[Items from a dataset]
<<<<

PR #41, opened 2020-09-08
Feature/1423/improve refresh

Richard-Hansen:

- [Complete] Check that you pass the basic style checks and unit tests by running `mvn clean install` 

Ticket: https://ucsc-cgl.atlassian.net/browse/DOCK-1423

Functionality: Allows the CLI to discover workflows from repos that the user is added to while refreshing all workflows.

1-line change to the WorkflowClient of the CLI, added an integration test to match, which required a minor change to TestingPostgres.java to handle DELETE queries. 

I want to make sure the function 'runDeleteStatement' that was added to the TestingPostgres class does not skirt any quality or safety protocols.

### DIFF
--- a/dockstore-cli-integration-testing/src/test/java/io/dockstore/client/cli/GeneralWorkflowIT.java
+++ b/dockstore-cli-integration-testing/src/test/java/io/dockstore/client/cli/GeneralWorkflowIT.java
@@ -70,6 +70,32 @@ public class GeneralWorkflowIT extends BaseIT {
         CommonTestUtilities.cleanStatePrivate2(SUPPORT, false);
     }
 
+    @Test
+    public void refreshAll() {
+        // refresh all to get a baseline number of workflows (we are testing the cli implementation of this)
+        refreshByOrganizationReplacement(USER_2_USERNAME);
+
+        // get userid
+        long userid = testingPostgres.runSelectStatement(String.format("SELECT id FROM user_profile WHERE username='%s';", USER_2_USERNAME), long.class);
+
+        // initial count of workflows associated with this user
+        int val1 = testingPostgres.runSelectStatement(String.format("SELECT COUNT(*) FROM user_entry WHERE userid = %d;", userid), int.class);
+
+        // Delete all user_entry rows associated with this user
+        testingPostgres.runDeleteStatement(String.format("DELETE FROM user_entry WHERE userid = %d", userid));
+
+        // ensure resulting count after delete is 0
+        int val2 = testingPostgres.runSelectStatement(String.format("SELECT COUNT(*) FROM user_entry WHERE userid = %d;", userid), int.class);
+        assertEquals("there should be 0 user entries for " + USER_2_USERNAME + ", there are " + val2, 0, val2);
+
+        // run CLI refresh command to refresh all workflows
+        Client.main(new String[] { "--config", ResourceHelpers.resourceFilePath("config_file2.txt"), "workflow", "refresh"});
+
+        // final count of workflows associated with this user
+        int val3 = testingPostgres.runSelectStatement(String.format("SELECT COUNT(*) FROM user_entry WHERE userid = %d;", userid), int.class);
+        assertEquals("Initially had " + val1 + " entries, resulted with " + val3 + " entries", val1, val3);
+    }
+
     /**
      * This test checks that refresh all workflows (with a mix of stub and full) and refresh individual.  It then tries to publish them
      */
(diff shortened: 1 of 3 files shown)


coverbeck:
> Please make sure that you've checked the following before submitting your pull request. Thanks!
> 
>     * [Complete] Check that you pass the basic style checks and unit tests by running `mvn clean install`

For future PRs, you should remove this (I used to leave it too)
 
> Ticket: https://ucsc-cgl.atlassian.net/browse/DOCK-1423

My personal reference is to use the GitHub issue if it's not a SEAB ticket (or you can do both). GitHub does seem neat linking when you link to a GitHub issue. There is short-hand to refer to issues; if in the dockstore/dockstore repo, just #<issue number>; if in a different repo, like here, dockstore/dockstore#<issue number>

dockstore-cli-integration-testing/src/test/java/io/dockstore/client/cli/GeneralWorkflowIT.java
```diff
@@ -70,6 +70,36 @@ public void resetDBBetweenTests() throws Exception {
...
+
+        // refresh all by organizations (We are testing the CLI implementation of this refresh functionality, we do the refresh here to give a baseline)
+        refreshByOrganizationReplacement(USER_2_USERNAME);
+
+        // initial count of workflows associated with this user using the standard refresh
+        final long val1 = testingPostgres.runSelectStatement(String.format("SELECT COUNT(*) FROM user_entry WHERE userid = %d;", userid), long.class);
+
+        // Delete all user_entry rows associated with repos this user is added to
+        final int deleteResult = testingPostgres.runDeleteStatement(String.format("DELETE FROM user_entry ue WHERE ue.userid = %d", userid));
+        assertEquals("After deletion, there should be 0 rows remaining associated with this user", deleteResult, val1);
```
coverbeck, line 89: I'm not sure you need line 85. Or, alternatively, maybe you don't need line 88.

If I'm reading this right, You've already deleted all the user entries on line 79. So I think you just want to assert that there are 0 entries associated with the user.

BTW, we're not consistent on this, but the second parameter in this case is the expected value, but you have it as the actual value. While it will fail either way if they are off, the message that is printed out makes it good to have the params in the correct order.

dockstore-cli-integration-testing/src/test/java/io/dockstore/client/cli/GeneralWorkflowIT.java
```diff
@@ -70,6 +70,36 @@ public void resetDBBetweenTests() throws Exception {
...
+
+        // ensure resulting count after delete is less than the original count, otherwise we may not know if the final test is truly successful
+        final long val2 = testingPostgres.runSelectStatement(String.format("SELECT COUNT(*) FROM user_entry WHERE userid = %d;", userid), long.class);
+        assertTrue(String.format("There should be fewer entries post-deletion (pre-deletion, the user must be associated with > 0 workflows) pre: %d, post: %d", val1, val2), val1 > val2);
+
+        // run CLI refresh command to refresh all workflows
+        Client.main(new String[] { "--config", ResourceHelpers.resourceFilePath("config_file2.txt"), "workflow", "refresh"});
+
+        // final count of workflows associated with this user
+        final long val3 = testingPostgres.runSelectStatement(String.format("SELECT COUNT(*) FROM user_entry WHERE userid = %d;", userid), long.class);
```
coverbeck, line 99: Because you control the data, and know exactly what you should get, you should assert the expected values. It sort of goes against the grain of writing generic code, but you should do it this way in tests.

For example, if you expect there to be 3 workflows after this (don't know if that's the case, just making up a number), then the end-result should be you are testing on line 100 that 3 workflows are expected.

Also, may not be applicable depending on the changes you make based on my above comment, but I feel it's better to have a well named variable rather than `val3`. You can even do away with comments in many cases.

```
final long userWorkflowCount = ...
```

Then when I look at that variable's usage on line 100, I can tell what it is, rather than having go back up a line and see what `val3` is. It's a small thing, especially in this context, where the variable is on two consecutive lines, but in general, it's easier to read code without having to back and forth.


+1 on making all your variables final.

coverbeck (changes requested):

dockstore-cli-integration-testing/src/test/java/io/dockstore/client/cli/GeneralWorkflowIT.java
Richard-Hansen: I've updated the flow of the test case to be more direct. Workflows are initially registered, then all entries associated with the test user are deleted, refreshed, and checked for correctness.

Incorrect orderings of expected/actual parameters has been fixed.

dockstore-cli-integration-testing/src/test/java/io/dockstore/client/cli/GeneralWorkflowIT.java
Richard-Hansen: Updated the test to now directly checks for the expected 40 linked workflows to the test user. Variable names have been re-written to be more self-documenting.

coverbeck (approved):

garyluu (approved):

>>>>

_Action item_
Please transcribe the records exactly from their first line through the line holding "1-line change to", and leave out all others.

_Solution to the problem_
PR #41, opened 2020-09-08
Feature/1423/improve refresh

Richard-Hansen:

- [Complete] Check that you pass the basic style checks and unit tests by running `mvn clean install` 

Ticket: https://ucsc-cgl.atlassian.net/browse/DOCK-1423

Functionality: Allows the CLI to discover workflows from repos that the user is added to while refreshing all workflows.

1-line change to the WorkflowClient of the CLI, added an integration test to match, which required a minor change to TestingPostgres.java to handle DELETE queries. 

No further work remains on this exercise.